Other than that, the only thing I can suggest is a threading problem. There's nothing wrong with that code per se, but there is a window in which two threads could enter the if statement and both start pushing values into your vector.
In other words, if thread 1 is doing the pushing when thread 2 encounters the if statement, thread 2 will also start pushing values, since thread 1 has yet to set dEnemy to true. And don't think you can just move the assignment to the top of the if block - that will reduce but not remove the window.
My advice is to print out the contents of the vectors in the situation where they have more than six entries and that may give a clue as to what's happened (post the output here if you wish).
Re your update that the second if below is running twice:
if(Enemy2.e1)
{
Enemy2.now=time(NULL);
Enemy2.tEnemy=Enemy2.now+4;
Enemy2.e1=false;
}
if(Enemy2.tEnemy==time(NULL))
{
check=1;
Enemy2.aEnemy=0;
Enemy2.dEnemy=true;
}
If this code is executed twice in the same second (and that's not beyond the bounds of possibility), the second if statement will run twice.
That's because time(NULL) give you the number of seconds since the epoch so, until that second is over, you may well be executing the contents of that if thousands of times (or more).
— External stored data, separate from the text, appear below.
PR #3192, opened 2018-05-16
change voyager.user.namespace config behavior

eidng8:
change `voyager.user.namespace` config behavior to override, defaults to `auth.providers.users.model`.

Why do I do that? Try the following:
```
laravel new AwesomeApp
cd AwesomeApp
composer require tcg/voyager
php artisan app:name AwesomeApp
php artisan voyager:install

```

And it yells! Can't find `App\User`!

This PR should break no system, existing or in the future.  I think :smirk:

### DIFF
--- a/publishable/config/voyager.php
+++ b/publishable/config/voyager.php
@@ -13,7 +13,7 @@ return [
     'user' => [
         'add_default_role_on_register' => true,
         'default_role'                 => 'user',
-        'namespace'                    => App\User::class,
+        'namespace'                    => null,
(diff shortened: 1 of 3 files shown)


cyrildewit (approved):

fletch3555 (approved):

fletch3555:
Sorry for the branch confusion.  I was going to claim this would be a breaking change due to the config change, but realized the code is only a fallback and the config will already exist for all existing users.  I'll get this merged in once TravisCI is happy

cyrildewit (approved):

PR #3193, opened 2018-05-16
Tune string columns

eidng8:
- change non-linguistic columns to use `latin1`
- shrink linguistic columns to a sensible size

### DIFF
--- a/migrations/2016_01_01_000000_create_data_types_table.php
+++ b/migrations/2016_01_01_000000_create_data_types_table.php
@@ -15,12 +15,12 @@ class CreateDataTypesTable extends Migration
         // Create table for storing roles
         Schema::create('data_types', function (Blueprint $table) {
             $table->increments('id');
-            $table->string('name')->unique();
-            $table->string('slug')->unique();
+            $table->string('name', 191)->unique();
+            $table->string('slug', 191)->unique();
             $table->string('display_name_singular');
             $table->string('display_name_plural');
             $table->string('icon')->nullable();
-            $table->string('model_name')->nullable();
+            $table->string('model_name')->charset('latin1')->collate('latin1_general_ci')->nullable();
             $table->string('description')->nullable();
             $table->boolean('generate_permissions')->default(false);
             $table->timestamps();
@@ -30,8 +30,8 @@ class CreateDataTypesTable extends Migration
         Schema::create('data_rows', function (Blueprint $table) {
             $table->increments('id');
             $table->integer('data_type_id')->unsigned();
-            $table->string('field');
-            $table->string('type');
+            $table->string('field')->charset('latin1')->collate('latin1_general_ci');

If this problem disappears when you put in a breakpoint or a diagnostic output message, that's a strong clue that the problem is undefined behavior, which is usually caused by something like dereferencing an uninitialized pointer or careless use of const_cast.
The cause of the problem probably has nothing to do with the code you're looking at. It's caused somewhere else and just happens to show up here. It's like someone being hit by a falling brick: the obvious symptom is a man lying unconscious on the sidewalk, but the real problem has nothing to do with the man or the sidewalk, it's several stories up.
If you want to find the cause of the error, remove your diagnostics until the problem reappears, then start removing everything else. Prune away all of the other code. Whenever the error stops, back up until it starts again; if you don't see the cause of the error, start pruning somewhere else. Eventually the bug will have nowhere to hide.